SCOR, the Paris-headquartered global reinsurance company, reported a reduction in property and casualty revenues for the fourth-quarter and full-year of 2025, but in part this is reported by the company to be a response to the competitive market in property risks.
SCOR is clearly continuing to optimise its reinsurance business and adjusting to market conditions and levels of competition.
The company reported P&C revenue dropped 7% in the fourth-quarter and 4.4% for the full-year, which it put down to past portfolio actions taken in its large corporate risk division, as well as “increased competition in property.”

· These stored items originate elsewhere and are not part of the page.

PR #354, opened 2017-05-09
Chart v0.0.2

### LINKED ISSUE #353: Latest HELM chart does not include kubeletObject options
**What did you do?**
Using HELM chart to install Prometheus-Operator and wanting to have the kubeletObject values set

KubeletObject value set to defaults and the kubelet-object argument sent to Prometheus-operator on startup

No kubelet-object argument gets passed to Prometheus-operator upon startup.

The code changes for including the kubeletObject values are shown as having been reviewed and checked in on Apr. 7, and these are included in the latest README documentation, but the latest chart at http://charts.opsgoodness.com/prometheus-operator-0.0.1.tgz does not include these updates.  

Would really like to have these updates included as they are needed to get the kubelet information.

mgoodness:
Fixes #353 

* Renamed `kubeletObject` -> `kubeletService` to make the effect clearer (IMHO)
* Renamed `kubeletObject.object` -> `kubeletService.name` for same reason
* Updated default prometheus-operator image to `v0.8.2`

I'll publish v0.0.2 to my `opsgoodness` repo once this is merged.

### DIFF
--- a/helm/prometheus-operator/values.yaml
+++ b/helm/prometheus-operator/values.yaml
@@ -10,7 +10,7 @@ global:
 ##
 image:
   repository: quay.io/coreos/prometheus-operator
-  tag: v0.7.0
+  tag: v0.8.2
   pullPolicy: IfNotPresent
 
 ## Node labels for prometheus-operator pod assignment
@@ -37,9 +37,8 @@ resources: {}
   #   cpu: 100m
   #   memory: 50Mi
 
-## The prometheus operator will create an endpoint for the kubelet.
-## Format: namespace/name
+## If enabled, prometheus-operator will create a service for scraping kubelets
 ##
-kubeletObject:
+kubeletService:
   enable: true
-  object: kube-system/kubelet
+  name: kube-system/kubelet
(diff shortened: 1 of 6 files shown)


helm/prometheus-operator/values.yaml
```diff
@@ -37,9 +37,8 @@ resources: {}
...
 
-## The prometheus operator will create an endpoint for the kubelet.
-## Format: namespace/name
+## If enabled, prometheus-operator will create a service for scraping kubelets
 ##
-kubeletObject:
+kubeletService:
   enable: true
-  object: kube-system/kubelet
+  name: kube-system/kubelet
```
brancz: since we have this abstraction layer here it would make sense to divide this into two fields: name and namespace. Then we can do the concatenation in the actual template.

brancz:
Also we're about to release 0.9.0 so maybe we can hold off on this until that release is done, wdyt?

mgoodness:
I was just going to comment to that effect. Same-day chart release ftw!

brancz:
I'm guessing you tested this, in that case lgtm :+1:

It’s a signal that competitive conditions in property insurance and reinsurance are affecting even the largest players in the market, changing appetites and driving focus.
Encouragingly for SCOR, while P&C revenues dipped, its combined ratio improved both for Q4 and full-year 2025, while the P&C service result was up 7.6% and 22.8% respectively for each period. Group net income was down for the fourth-quarter, but up for the full-year.

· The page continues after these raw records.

PR #366, opened 2017-05-12
prometheus: add experimental 2.0 support

brancz:
Tested this again current state of the Prometheus `dev-2.0` branch and it works nicely.

Let me know if you want to wait to merge this until we actually release `v2.0.0-alpha.1`, but this code is functional against current state of 2.0.

@fabxc @mxinden


mxinden:
@brancz Like the idea! Hopefully lowers the barrier for testing out Prometheus 2.x

fabxc:
Mh, one could argue for guarding against the full version as flag changes might crash later ones if people run an old operator. OTOH... the result is the same, Prometheus won't run. So this is probably fine.

fabxc:
👍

Which suggests a more profitable P&C insurance and reinsurance underwriting business at SCOR, naturally buoyed by the lower level of major nat cat events in 2025.
SCOR is being more selective though, as P&C premiums written fell by 5.7% for the full-year and by 11.5% in Q4, as the company continues to optimise the portfolio it seems.
However, at the January 2026 renewals, SCOR had reported growing its P&C premiums by 7.4%, while improving its retrocession costs.
It is interesting that the company pulled back in P&C reinsurance premiums in 2025, but has now started to expand again at the January renewals when conditions were even more competitive.
Timing could be the driver here, as January can provide more opportunity for growth and of course SCOR has many more avenues for growth than property risks, which were no doubt considerably softer and more competitive at 1/1.
Thierry Léger, Chief Executive Officer of SCOR, commented on the results, “Driven by the disciplined execution of our Forward 2026 strategic plan and the exceptional commitment of our teams, SCOR demonstrated the robustness of its leading franchise and diversified business model. We delivered, quarter after quarter, very solid results across all our activities. P&C maintained excellent underlying performance and continued to build prudence at a pace faster than planned. L&H benefited from the decisive actions taken in 2024 and a rigorous focus on execution throughout the year reporting an insurance result above guidance and a satisfactory experience variance. Supported by strong operating capital generation, our solvency ratio stands at 215%, at the upper end of the optimal range. Our proposed dividend of EUR 1.9 per share, up 5.6% from last year, offers an attractive dividend yield and demonstrates our ability to create sustainable value for our shareholders.
“At the 1.1 renewals, in a more competitive environment, SCOR achieved a positive outcome, combining growth with an adequate level of profitability. SCOR starts the year in a position of strength, and I am confident in our ability to achieve attractive returns for our shareholders and to deliver on our Forward 2026 objectives.”